WHAT TO WORK ON: Pick every line with "EpitopePrediction" from the material below.

THE INPUT:
= = = = =

PR #1010, opened 2015-09-20
add converter to remove extra contigs

ernfrid:
This is a proposal to try to help address RT 108134.

This attempts to add a converter between two references that would hopefully drop contigs we don't care to have coverage calculated on in the destination. There is no test yet. 

I'd like a little feedback on whether or not this strategy will work. If the imported reference has chr's (for example) AND more chromosomes than the destination reference then is that addressed in the current system? How? Order of operations could be important here if multiple converters need to be applied.


tmooney:
As implemented this converter would work for mapping between one reference and another that is a proper subset of it.  The practical situation we're needing to address also must incorporate the existing `convert_chrXX_contigs_to_GL` process on the chromosome name before evaluating whether to keep it.  (Otherwise all lines from the file will be dropped!)

ernfrid:
Ok. That was my concern if there was no way to apply multiple converters. Will ponder this.

ernfrid:
I would probably lean towards just making a version of this that also does the conversion and calling it something new. I would probably leave in the current implementation as well. @tmooney — how does that sound good or dumb? Is there a better way to do it that you'd advise?

tmooney:
One option is to make `drop_extra_contigs` take an optional per-position algorithm name in the `resource` property.  If provided, run it on the `$chrom, $start, $stop` and then re`join` those results, something like:
```perl
my $per_position_algorithm = $self->resource;

#later, inside the loop
if($per_position_algorithm) {
  $line = join("\t", $self->$per_position_algorithm($chrom, $start, $stop), @extra);
}
```

ernfrid:
I've tried to make some changes to implement your design @tmooney. It does need tests still, but I thought I'd ask for feedback now.

tmooney:
Looks reasonable, though I hope that we don't start adding a bunch of `$site_test`s to this in the future!

lib/perl/Genome/Model/Build/ReferenceSequence/Converter.pm
```diff
@@ -184,4 +167,60 @@ sub no_op {
...
+        unless($self->validate_algorithm_name($algorithm) && $self->is_per_position_algorithm($algorithm)) {
+            die "Per-position algorithm from resource property is not a valid converter\n";
+        }
+    }
+
+    my $site_test = sub {
+        my ($chrom) = @_;
+        return $chromosome_set->has($chrom);
+    };
+    $self->parse_and_write_bed($source_bed, $source_reference, $algorithm, $site_test);
```
tmooney: `parse_and_wirte_bed` takes `$destination_bed` rather than `$source_reference`.

ernfrid:
Ok. Changes are rebased, including that last one.

ernfrid:
Found one more bug and added simple test. Let me know how things look now.

ernfrid:
Ok. I did rebase after finding some bugs and adding a test. @tmooney - let me know what you think. Testing code is pretty low-bar and copy-paste.

lib/perl/Genome/Model/Build/ReferenceSequence/Converter.t
```diff
@@ -45,6 +48,33 @@ my $diff = Genome::Sys->diff_file_vs_text($converted_bed_file, $expected_result)
...
+    my $dc_converter = Genome::Model::Build::ReferenceSequence::Converter->create(
+        source_reference_build => $ref_seq_a,
+        destination_reference_build => $ref_seq_c,
+        algorithm => 'drop_extra_contigs',
+        resource => 'convert_chrXX_contigs_to_GL',
+    );
+    my $dc_converted_bed_file = $feature_list->converted_bed_file(reference => $ref_seq_c);
+    ok($dc_converted_bed_file, 'got converted BED file');
+
+    Memoize::flush_cache('Genome::FeatureList::processed_bed_file');
```
tmooney: This line doesn't affect the test in its present location.  It could be moved before the call to `->converted_bed_file` or removed.

lib/perl/Genome/Model/Build/ReferenceSequence/Converter.t
```diff
@@ -45,6 +48,33 @@ my $diff = Genome::Sys->diff_file_vs_text($converted_bed_file, $expected_result)
 ok(!$diff, 'converter produced expected result')
     or diag('diff: ' . $diff);
 
+{
```
tmooney: Since we're introducing a block here, we could make this into a `subtest`.

tmooney:
+1 :droplet:

PR #1011, opened 2015-09-21
Remove early/duplicate variable declaration.

tmooney:
This variable is declared when it is initialized later (on line 409).


brummett:
+2

PR #1012, opened 2015-09-22
fixed broken regex to appropriately display RNA expression

kkrysiak:


tmooney:
I tried running both the old and new regular expressions on the `genes.fpkm.expsort.top1percent.tsv` file from the latest build of the `apipe-test-clinseq-wer` model. I don't believe either regular expression properly parses the file.

I recommend `split`ting on tabs and collecting/parsing each field individually as needed. Using `Genome::Utility::IO::SeparatedValueReader` may make this easier.

kkrysiak:
The problem with the test build is that it has both normal and tumor rna-seq which should not invoke that regular expression at all. It should only be used when you have tumor rna-seq only. I used it on such a sample using the command below. You can see the output directory as well.

genome model clin-seq make-circos-plot --build=ecaa7532589c4b9b9aa36b7b0786998f --output-directory=/gscmnt/gc2547/mardiswilsonlab/kkrysiak/lymphoma/LYM175_circos/

tmooney:
The new version truncates the decimal from the FPKM values (e.g., it reports `65227` instead of `65227.9`).  Is this expected and desired?

kkrysiak:
It's rather moot for the visualization as that amount of difference will not be seen in the plots generated by this tool. However, it's a good catch so I fixed it. I tested it on the same build. 

--output-directory=/gscmnt/gc2547/mardiswilsonlab/kkrysiak/lymphoma/LYM175_circos_2/

tmooney:
The `apipe-clinseq-test-wer` model does not have a `normal_rnaseq_model` specified.  The difference is that there are coverage scores available in the file in the test, whereas the other file contains only `NA` in that column.

Here's what it could look like with the `SeparatedValueReader`:
```perl
my $reader = Genome::Utility::IO::SeparatedValueReader->create(separator => "\t", input => "$output_directory/raw/genes.fpkm.expsort.top1percent.tsv");
my $expression_fh = Genome::Sys->open_file_for_writing("$output_directory/data/genes.fpkm.expsort.top1percent.tsv");
while(my $data = $reader->next) {
    my ($chr, $start, $stop) = split(/[:-]/, $data->{locus});
    $$genes_noAmpDel{$data->{mapped_gene_name}} = join("\t", "hs$chr", $start, $stop);
    $$genes_AmpDel{$data->{mapped_gene_name}} = join("\t", "hs$chr", $start, $stop);
    print $expression_fh ("hs$chr $start $stop " . log($data->{FPKM})/log(2)."\n");
}
```

kkrysiak:
My apologies. I had it in my head that the blessed build was still the TST1/HCC1395. I'll take a crack at it with the separator. Thanks for the help.

kkrysiak:
Thanks for the help @tmooney , now that I understand how to use SeparatedValueReader, I'll try doing so more in the future. When I tested the new code on the blessed build, it appears to be functioning as I would expect.

genome model clin-seq make-circos-plot --build=d64a5bb2f808434fa30f252c418c1d2c --output-directory=/gscmnt/gc2547/mardiswilsonlab/kkrysiak/lymphoma/Blessed_build_test/

tmooney:
+1, you're welcome!

jasonwalker80:
+1

PR #1014, opened 2015-09-23
binding threshold exposed as parameter

chrisamiller:


tmooney:
+1 :boom:

lib/perl/Genome/Model/Tools/EpitopePrediction/BindingFilter.pm
```diff
@@ -27,6 +27,11 @@ class Genome::Model::Tools::EpitopePrediction::BindingFilter {
             doc => 'Minimum fold change between mutant binding score and wild-type score. The default is 0, which filters no results, but 1 is often a sensible default (requiring that binding is better to the MT than WT)',
             default => 0,
         },
+        binding_threshold => {
+            is => 'Numeric',
```
dufeiyu: Numeric or Number ?

chrisamiller: minimum_fold_change, right above it is "Numeric". Is one preferred over the other? Is there a difference?

dufeiyu: Both should be Number. There is no UR::Value::Numeric. UR treats that unrecognized data type as SloppyPrimitive.

chrisamiller:
Both sites updated to "Number". Thanks for the catch, Feiyu!

dufeiyu:
+1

= = = = =

WRITTEN RESPONSE:
lib/perl/Genome/Model/Tools/EpitopePrediction/BindingFilter.pm
@@ -27,6 +27,11 @@ class Genome::Model::Tools::EpitopePrediction::BindingFilter {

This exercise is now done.